Mayr, Heinrich von. Malerische Ansichten aus dem Orient, gesammelt auf der Reise Sr. Hoheit des Herrn Herzogs Maximilian in Bayern nach Nubien, Aegypten, Palaestina, Syrien und Malta im Jahre 1838 [...]. Vues pittoresques de l'Orient [...].

[München/Paris/Leipzig, Kaiser & Lacroix; Rittner & Goupil; Weigel, 1839-1840].

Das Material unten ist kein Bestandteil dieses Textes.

PR #564, opened 2019-09-13
Mention "on their infrastructure" for upstream builds

jerboaa:
This should make it clearer that upstream builds are being built on Red Hat infrastructure (not AdoptOpenJDK's infrastructure).


jerboaa:
Change visible on staging here: https://staging.adoptopenjdk.net/564/upstream.html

Lithogr. Titel und 60 lithogr. Tafeln, alle im originalen Handkolorit, die Schrift teils goldgehöht. Mit 10 gedr. Textbögen. Halblederband der Zeit mit goldgepr. Rückentitel. Folio (390 x 510 mm). Dabei: Die Uebergangsländer von Asien und Afrika, begreifend: Arabien nebst Mesopotamien und Syrien und das Nilgebiet. München, C. Wenng, 1845. Gest. Karte im Grenzkolorit der Zeit. 640 x 544 mm. Maßstab 1:7,000,000.

 35.000,00

Einzige Ausgabe in der seltenen Variante mit allen Tafeln und dem prachtvollen Originalkolorit: "Published in ten parts. The plates show costume of the period and also that of earlier times, taken from paintings [of the Holy Land]" (Hiler). Die malerischen Ansichten, darunter Kairo, Alexandria, Jerusalem, La Valletta, Luxor, Theben u. a., Genreszenen und Landschaften jeweils mit einer Rahmenbordüre umgeben und zu einem kleinen Gemälde komponiert. Der aus Nürnberg gebürtige Genre- und Schlachten- (insbesondere Pferde-)Maler Mayr war Kabinettmaler des Herzogs Max, den er 1838 auf dessen Orientreise begleitete. Die Gruppe war im kleinen Gefolge am 20. Januar von München über Venedig, Korfu, Patras, Athen, Alexandria und Kairo ins Heilige Land gereist. In der Salvatorkirche zu Jerusalem wurde der Herzog durch den Franziskaner-Kustos zum Ritter vom Heiligen Grab geschlagen. Nach acht Monaten kehrten sie am 17. September 1838 nach München zurück; 1839 wurde Max zum Ehrenmitglied der Bayerischen Akademie der Wissenschaften ernannt.

Durchgehend etwas stockfleckig, sonst von prachtvoller Erhaltung. Beiliegend die überaus seltene, erst 1845 separat erschienene Arabienkarte zu Maxens Orientreise, die der Naturforscher Gotthilf Heinrich von Schubert (1780-1860) und der Geologe Joseph von Russegger (1802-63) bei Carl Friedrich Wenng auflegen ließen (etwas stockfleckig, doch ebenfalls wohlerhalten).

Ibrahim-Hilmy II, 26. Gay 90 (nur 36 Tafeln). Lipperheide Ma 22 (= 1589). Hiler 578. Tobler 161. Graesse IV, 457. Engelmann 124. Kainbacher 265 ("Rarität"). Thieme/Becker XXIV, 477. Nagler VIII, 498f. ("höchst merkwürdige Zeichnungen"). ADB XXI, 139ff. Nicht bei Blackmer oder Abbey (Travel). Nicht bei Colas.